PR #14436, opened 2026-03-12
Refactor code mode worker dispatch

pakrym-oai:
## Summary
- start a code mode worker once per turn and let it pump nested tool calls through a dedicated queue
- simplify code mode request/response dispatch around request ids and generic runner-unavailable errors
- clean up the code mode process API and runner protocol plumbing

## Testing
- cargo test -p codex-core (started, then interrupted before completion)


pakrym-oai:
Superseded by #14437 from a fresh branch based on main.

PR #14437, opened 2026-03-12
Dispatch tools when code mode is not awaited directly

pakrym-oai:
## Summary
- start a code mode worker once per turn and let it pump nested tool calls through a dedicated queue
- simplify code mode request/response dispatch around request ids and generic runner-unavailable errors
- clean up the code mode process API and runner protocol plumbing

## Testing
- not run yet

### DIFF
--- a/codex-rs/core/src/tools/code_mode.rs
+++ b/codex-rs/core/src/tools/code_mode.rs
@@ -1,5 +1,4 @@
 use std::collections::HashMap;
-use std::collections::VecDeque;
 use std::path::PathBuf;
 use std::sync::Arc;
 use std::time::Duration;
@@ -19,7 +18,6 @@ use crate::tools::context::ToolPayload;
 use crate::tools::js_repl::resolve_compatible_node;
 use crate::tools::router::ToolCall;
 use crate::tools::router::ToolCallSource;
-use crate::tools::router::ToolRouterParams;
 use crate::truncate::TruncationPolicy;
 use crate::truncate::formatted_truncate_text_content_items_with_policy;
 use crate::truncate::truncate_function_output_items_with_policy;
@@ -33,6 +31,8 @@ use tokio::io::AsyncReadExt;
 use tokio::io::AsyncWriteExt;
 use tokio::io::BufReader;
 use tokio::sync::Mutex;
+use tokio::sync::mpsc;
+use tokio::sync::oneshot;
 use tokio::task::JoinHandle;
 use tracing::warn;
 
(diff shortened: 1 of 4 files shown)


codex-rs/core/src/tools/code_mode.rs
```diff
@@ -278,7 +345,7 @@ pub(crate) fn instructions(config: &Config) -> Option<String> {
...
...penai/code_mode\"`). `output_text(value)` surfaces text back to the model and stringifies non-string objects with `JSON.stringify(...)` when possible. `output_image(imageUrl)` appends an `input_image` content item for `http(s)` or `data:` URLs. `store(key, value)` persists JSON-serializable values across `{PUBLIC_TOOL_NAME}` calls in the current session, and `load(key)` returns a cloned stored value or `undefined`. `set_max_output_tokens_per_exec_call(value)` sets the token budget used to truncate direct `{PUBLIC_TOOL_NAME}` returns; `{WAIT_TOOL_NAME}` uses its own `max_tokens` argument instead and defaults to `10000`. `set_yield_time(value)` asks `{PUBLIC_TOOL_NAME}` to return early if the script is still running after that many milliseconds so `{WAIT_TOOL_NAME}` can resume it later. `yield_control()` returns a yielded `{PUBLIC_TOOL_NAME}` response immediately while the script keeps running in the background. The returned content starts with a separate `Script completed`, `Script failed`, or `Script running with session ID …` text item that includes wall time. When truncation happens, the final text may include `Total output lines:` and the usual `…N tokens truncated…` marker.\n",
```
cconger: I'm realizing that `yield` doesn't actually feel quite right here, its more about "detaching" focus or backgrounding.  The yield is actually just fire and forget and has no impact on the control flow in repl.  This is all the more apparent when we're allowing tool calls to run backgrounded too.

cconger (approved):
Naming nit, curious your thoughts.

codex-rs/core/src/tools/code_mode.rs
```diff
@@ -51,80 +52,110 @@ struct ExecContext {
...
+                };
+                let response = HostToNodeMessage::Response {
+                    request_id: tool_call.request_id,
+                    id: tool_call.id,
+                    code_mode_result: call_nested_tool(
+                        exec.clone(),
+                        tool_call.name,
+                        tool_call.input,
+                    )
+                    .await,
```
cconger: We actually have head of line blocking here in this loop.  Since our tool calls are async its possible that multiple could be in flight from js at a time, and here we are serially executing so a slow one blocks the rest.

cconger: Its even more exacerbated by this being shared across the process.

pakrym-oai: I agree but one step at a time. Want to keep individual changes small.

PR #14445, opened 2026-03-12
feat: add plugin/read.

xl-openai:
return more information for a specific plugin.


codex-rs/core/src/plugins/manager.rs
```diff
@@ -705,6 +725,89 @@ impl PluginsManager {
...
+            |err| match err {
+                PluginIdError::Invalid(message) => MarketplaceError::InvalidPlugin(message),
+            },
+        )?;
+        let plugin_key = plugin_id.as_key();
+        let (installed_plugins, configured_plugins) = self.configured_plugin_states(config);
+        let source_path = match &plugin.source {
+            MarketplacePluginSourceSummary::Local { path } => path.clone(),
+        };
+        let manifest = load_plugin_manifest(source_path.as_path());
```
sayan-oai: i think at runtime we error if loading the manifest fails, instead of falling back to defaults. is there a reason we want this behavior to be different in `plugin/read`?

codex-rs/app-server/src/codex_message_processor.rs
```diff
@@ -5252,6 +5263,44 @@ impl CodexMessageProcessor {
...
+                    .await
+                    .unwrap_or_default()
+            }
+        };
+        let plugin_app_ids = plugin_apps
+            .iter()
+            .map(|connector_id| connector_id.0.as_str())
+            .collect::<HashSet<_>>();
+
+        filter_disallowed_connectors(merge_plugin_apps(connectors, plugin_apps.to_vec()))
```
sayan-oai: it seems weird that we have to know this filter + merge pattern in CodexMessageProcessor. i see we do something similar for CodexMessageProcessor::plugin_install as well. should this method become a helper in connectors:: that can be used by plugin_read and plugin_install?

codex-rs/app-server/src/codex_message_processor.rs
```diff
@@ -5252,6 +5263,44 @@ impl CodexMessageProcessor {
         connectors::merge_connectors_with_accessible(all, accessible, all_connectors_loaded)
     }
 
+    async fn load_plugin_app_summaries(
```
sayan-oai: name is a bit misleading; this would work for any apps. we dont really use plugin_id. see point below about making this a generic helper.

codex-rs/app-server-protocol/src/protocol/v2.rs
```diff
@@ -3092,6 +3107,47 @@ pub struct PluginSummary {
...
+    pub description: String,
+    pub short_description: Option<String>,
+    pub interface: Option<SkillInterface>,
+    pub path: PathBuf,
+}
+
+#[derive(Serialize, Deserialize, Debug, Clone, PartialEq, JsonSchema, TS)]
+#[serde(rename_all = "camelCase")]
+#[ts(export_to = "v2/")]
+pub struct PluginAppSummary {
```
sayan-oai: why not just use `AppSummary`?

codex-rs/app-server-protocol/src/protocol/v2.rs
```diff
@@ -3092,6 +3107,47 @@ pub struct PluginSummary {
...
+    pub description: Option<String>,
+    pub install_url: Option<String>,
+}
+
+#[derive(Serialize, Deserialize, Debug, Clone, PartialEq, JsonSchema, TS)]
+#[serde(rename_all = "camelCase")]
+#[ts(export_to = "v2/")]
+pub struct PluginMcpServerSummary {
+    pub name: String,
+}
```
sayan-oai: optional nit: could we just have a vec of McpServerNames instead of a struct with one string? i know everything else is `*Summary` though, so up to you.

codex-rs/app-server-protocol/schema/typescript/v2/PluginSkillSummary.ts
```diff
@@ -0,0 +1,6 @@
+// GENERATED CODE! DO NOT MODIFY BY HAND!
+
+// This file was generated by [ts-rs](https://github.com/Aleph-Alpha/ts-rs). Do not edit this file manually.
+import type { SkillInterface } from "./SkillInterface";
+
+export type PluginSkillSummary = { name: string, description: string, shortDescription: string | null, interface: SkillInterface | null, path: string, };
```
sayan-oai: nit: can this just be `SkillSummary`? i dont think its plugin specific.

codex-rs/app-server/src/codex_message_processor.rs
```diff
@@ -5252,6 +5259,30 @@ impl CodexMessageProcessor {
...
```
sayan-oai: another nit: should this be a method of `CodexMessageProcesor`, or just a private helper? wdyt?

codex-rs/core/src/plugins/manager.rs
```diff
@@ -705,6 +725,89 @@ impl PluginsManager {
...
+        Ok(PluginReadOutcome {
+            marketplace_name: marketplace.name,
+            marketplace_path: marketplace.path,
+            plugin: PluginDetailSummary {
+                id: plugin_key.clone(),
+                name: plugin.name,
+                description,
+                source: plugin.source,
+                install_policy: plugin.install_policy,
+                auth_policy: plugin.auth_policy,
```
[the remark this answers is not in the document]
sayan-oai: im assuming this is wrong lol (referring to codex review comment saying it wont compile)

sayan-oai (approved):
thanks for cleaning up. a couple of optional nits, otherwise lgtm

PR #14856, opened 2026-03-16
[apps][tool_suggest] Remove tool_suggest's dependency on tool search.

mzeng-openai:
- [x] Remove tool_suggest's dependency on tool search.


codex-rs/core/templates/search_tool/tool_suggest_description.md
```diff
@@ -3,8 +3,7 @@
 Suggests a discoverable connector or plugin when the user clearly wants a capability that is not currently available in the active `tools` list.
 
 Use this ONLY when:
-- There's no available tool to handle the user's request
-- And tool_search fails to find a good match
+- You've already tried to find a matching available tool for the user's request but couldn't find a good match. This includes `tool_search` (if available) and other means.
```
sayan-oai, line 6: now that `tool_search` is not always available when `tool_suggest` is available, i wonder if we should conditionally render the bit about `tool_search` rather than saying `(if available)` to avoid confusing the model?

sayan-oai:
in similar fashion to my review comment, should we avoid assuming `tool_search` is present in the description we render for `apps` [here](https://sg.apps.openai.org/github.com/openai/codex/-/blob/codex-rs/core/src/apps/render.rs?L7)?

sayan-oai (approved):

PR #14859, opened 2026-03-16
Feat: CXA-1831 Persist latest model and reasoning effort in sqlite

shijie-oai:
### Summary
The goal is for us to get the latest turn model and reasoning effort on thread/resume is no override is provided on the thread/resume func call. This is the part 1 which we write the model and reasoning effort for a thread to the sqlite db and there will be a followup PR to consume the two new fields on thread/resume.

[part 2 PR is currently WIP](https://github.com/openai/codex/pull/14888) and this one can be merged independently.


codex-rs/state/migrations/0020_threads_model_reasoning_effort.sql
```diff
@@ -0,0 +1,2 @@
+ALTER TABLE threads ADD COLUMN model TEXT;
+ALTER TABLE threads ADD COLUMN reasoning_effort TEXT;
```
shijie-oai, line 2: Capture the latest model and reasoning effort per thread.

codex-rs/protocol/src/openai_models.rs
```diff
@@ -48,6 +49,22 @@ pub enum ReasoningEffort {
...
+            "none" => Ok(Self::None),
+            "minimal" => Ok(Self::Minimal),
+            "low" => Ok(Self::Low),
+            "medium" => Ok(Self::Medium),
+            "high" => Ok(Self::High),
+            "xhigh" => Ok(Self::XHigh),
+            _ => Err(format!("invalid reasoning_effort: {s}")),
+        }
+    }
+}
```
shijie-oai, line 59: A simple string to enum parser so that read from db can be correctly converted. Better to keep such parser on the enum def side so that we can reuse down the line.

codex-rs/protocol/src/openai_models.rs
```diff
@@ -48,6 +49,22 @@ pub enum ReasoningEffort {
     XHigh,
 }
 
+impl FromStr for ReasoningEffort {
+    type Err = String;
```
shijie-oai, line 53: Generic string type error - open to have a custom error type if necessary but feel like an overkill.

shijie-oai:
@codex review

charley-oai (approved):
Seems reasonable

codex-rs/state/migrations/0020_threads_model_reasoning_effort.sql
```diff
@@ -0,0 +1,2 @@
+ALTER TABLE threads ADD COLUMN model TEXT;
```
jif-oai, line 1: @charley-oai if there is a migration here, maybe good to package yours in the same release

codex-rs/protocol/src/openai_models.rs
```diff
@@ -48,6 +49,22 @@ pub enum ReasoningEffort {
     XHigh,
 }
 
+impl FromStr for ReasoningEffort {
```
jif-oai, line 52: Why not just using serde?

codex-rs/state/src/runtime/threads.rs
```diff
@@ -756,6 +780,69 @@ mod tests {
         assert_eq!(memory_mode.as_deref(), Some("polluted"));
     }
 
+    #[tokio::test]
+    async fn apply_rollout_items_without_turn_context_persists_null_model_and_reasoning_effort() {
```
jif-oai: the 3 tests in this file are a bit redundant. Can we merge them please? 
We shouldn't have test for every combinatorial possibility and try to build smarter tests instead. The CI pipeline is already pretty slow

codex-rs/state/src/extract.rs
```diff
@@ -325,6 +328,71 @@ mod tests {
         assert_eq!(metadata.cwd, PathBuf::from("/fallback/workspace"));
     }
 
+    #[test]
+    fn turn_context_sets_model_and_reasoning_effort() {
```
jif-oai, line 332: Mostly redundant as well

codex-rs/protocol/src/openai_models.rs
shijie-oai: Serde works but wanted to be more intentional with the mapping and intentionally throw here for invalid value.

shijie-oai: actually will switch to serde.

codex-rs/state/src/extract.rs
shijie-oai: Addressed

codex-rs/state/src/runtime/threads.rs
shijie-oai: Addressed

•••••

* [WHAT YOU SHOULD DO] Please copy each line from the material above in which the string "SkillInterface" appears.

* [WORKED SOLUTION]
+    pub interface: Option<SkillInterface>,
+import type { SkillInterface } from "./SkillInterface";
+export type PluginSkillSummary = { name: string, description: string, shortDescription: string | null, interface: SkillInterface | null, path: string, };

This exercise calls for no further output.